Twenty-Two Years

As I sit and think of today, March 20, I remember twenty-two years ago and the phone call from my Dad.

“Michelle honey, Mom passed away this morning”. All I know is that I was thrown into such turmoil. No, it can’t be, I need her, she can’t die! At the time I had my oldest daughter, who was born with spina bifida and in a wheelchair, and my second daughter who was eighteen months old. I was thirty-one years old and had planned on many fun things to with my mom and my girls. That was taken away from me in an instant.

I am now fifty-three old and my mother passed away at fifty-five years old. As I approach that age, it gives me an eerie feeling. This is where my Mom was in her life, could this happen to me? We don’t know, do we? All I know is that after my Mom passed away, my outlook on life changed forever. You can’t take things for granted, and I never did from then on. I always made sure that the people I loved knew it every time I saw them. I spent quality time with my children, doing things that they liked to do, and trying to do things for myself too.

It took many years to get through the grieving of my mom. I became clinically depressed for years, it was hard to function everyday, but I had to for my girls. It was about five years before I really accepted her death. It was about a year after my son was born.
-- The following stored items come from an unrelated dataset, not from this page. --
PR #116, opened 2023-11-06
Dictionaries to dataclass

khalford:
Created the device dataclass. Created 2 methods to take the csv file and create a dataclass object for each class.

### DIFF
--- a/pynetbox_data_uploader/.pylintrc
+++ b/pynetbox_data_uploader/.pylintrc
@@ -5,6 +5,5 @@ max-line-length=120
 
 # Disable various warnings:
 # C0114: Missing module string - we don't need module strings for the small repo
-# W0511: TODOs they're well....to do later
 
-disable=C0114,W0511
+disable=C0114
--- a/pynetbox_data_uploader/lib/user_methods/csv_to_netbox.py
+++ b/pynetbox_data_uploader/lib/user_methods/csv_to_netbox.py
@@ -1,4 +1,5 @@
 from typing import List
+from pathlib import Path
 import argparse
 from lib.netbox_api.netbox_create import NetboxCreate
 from lib.netbox_api.netbox_connect import NetboxConnect
@@ -35,6 +36,10 @@ class CsvToNetbox:
         :return: Returns a list of devices
         """
         print("Reading CSV...")
+        try:
+            Path(file_path).resolve()
+        except (OSError, RuntimeError):
+            raise Exception("The given path is not valid.")
         device_data = self.format_dict.csv_to_python(file_path)
         device_list = self.format_dict.separate_data(device_data)
         print("Read CSV.")
--- a/pynetbox_data_uploader/lib/user_methods/csv_to_netbox.py
+++ b/pynetbox_data_uploader/lib/user_methods/csv_to_netbox.py
@@ -14,6 +14,7 @@ class CsvToNetbox:
     """
     This class contains organised methods in the 4 step proccess of reading csv's to then uploading to Netbox.
     """
+
     def __init__(self, url: str, token: str):
         """
         This initialises the class with the following parameters.
--- a/pynetbox_data_uploader/lib/user_methods/csv_to_netbox.py
+++ b/pynetbox_data_uploader/lib/user_methods/csv_to_netbox.py
@@ -1,5 +1,5 @@
 from typing import List
-from pathlib import Path
+import pathlib
 import argparse
 from lib.netbox_api.netbox_create import NetboxCreate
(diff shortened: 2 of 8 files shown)


Protabs (approved):

pynetbox_data_uploader/lib/utils/csv_to_dataclass.py
```diff
@@ -0,0 +1,41 @@
...
+            status=row["status"],
+            site=row["site"],
+            location=row["location"],
+            rack=row["rack"],
+            face=row["face"],
+            airflow=row["airflow"],
+            position=row["position"],
+            name=row["name"],
+            serial=row["serial"],
+        )
```
anish-mudaraddi, line 39: This is fine - but you could create a method called `from_dict` in the dataclass to make this a bit tidier 
```
from dataclasses import dataclass, fields

from_dict(device_dict: Dict):
        field_set = {field.name for field in fields(Device) if field.init}
        filtered_arg_dict = {
            key: value for key, value in device_dict.items() if key in field_set
        }
        return Device(**filtered_arg_dict)
```

pynetbox_data_uploader/lib/utils/dataclass_data.py
```diff
@@ -0,0 +1,23 @@
...
+    device_type: str
+    status: str
+    site: str
+    location: str
+    rack: str
+    face: str
+    airflow: str
+    position: str
+    name: str
+    serial: str
```
anish-mudaraddi, line 23: Are any of these attribute optional? Can we set some of these to a default value?

pynetbox_data_uploader/lib/utils/csv_to_dataclass.py
```diff
@@ -0,0 +1,41 @@
+import csv
+from typing import List
+from lib.utils.dataclass_data import Device
+
+
+def open_file(file_path: str) -> csv.DictReader:
```
anish-mudaraddi, line 6: Whenever you're using file paths - you should use Pathlib to validate the filepath before you use it 

https://docs.python.org/3/library/pathlib.html

anish-mudaraddi (changes requested):
looks good - I made a few points - much of it can be ignored - just something to think about

pynetbox_data_uploader/.pylintrc
```diff
@@ -5,6 +5,5 @@ max-line-length=120
 
 # Disable various warnings:
 # C0114: Missing module string - we don't need module strings for the small repo
-# W0511: TODOs they're well....to do later
 
-disable=C0114,W0511
```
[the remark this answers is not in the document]
khalford: A David F nitpick. It hasn't been used anywhere in the code, so doesn't really need to be there.

pynetbox_data_uploader/lib/utils/dataclass_data.py
khalford: Some are optional, none have a default value.

pynetbox_data_uploader/lib/utils/csv_to_dataclass.py
khalford: Will consider that in future PR.

pynetbox_data_uploader/lib/utils/dataclass_data.py
anish-mudaraddi: if some are optional the default value should be None - you'll get an error if the user doesn't provide these. Set these values to None in the dataclass

pynetbox_data_uploader/lib/utils/dataclass_data.py
```diff
@@ -16,8 +16,8 @@ class Device:
     site: str
     location: str
     rack: str
-    face: str
-    airflow: str
+    face: Optional[str]
+    airflow: Optional[str]
```
anish-mudaraddi, line 20: if these are optional then you need to provide a default value of None

pynetbox_data_uploader/lib/user_methods/csv_to_netbox.py
```diff
@@ -35,6 +36,10 @@ def read_csv(self, file_path) -> List:
         :return: Returns a list of devices
         """
         print("Reading CSV...")
+        try:
+            Path(file_path).resolve()
+        except (OSError, RuntimeError):
+            raise Exception("The given path is not valid.")
```
anish-mudaraddi, line 42: did you add a test case for this? You can mock Path

Protabs (approved):

anish-mudaraddi (approved):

Another new life had blessed our family.

My mom was a special woman, very was much loved and admired by many people. She had a big heart, she loved to help others, and she loved to have fun. The more I age, the more I find I am like her in so many ways. That is something I am so very proud of. But I also have some of her not so good qualities too—but don’t we all have a little downside? It is those good qualities that matter the most, and I have passed them onto my children.

I hope my Mother is proud of me. I know I have tried so very hard to be a good person in my life.

She has been reunited with my oldest daughter who passed away in 2006 unexpectedly. I am glad she has my mom to be with in peace. Doing good things together in the heavens above us.

I love you and miss you both so very much!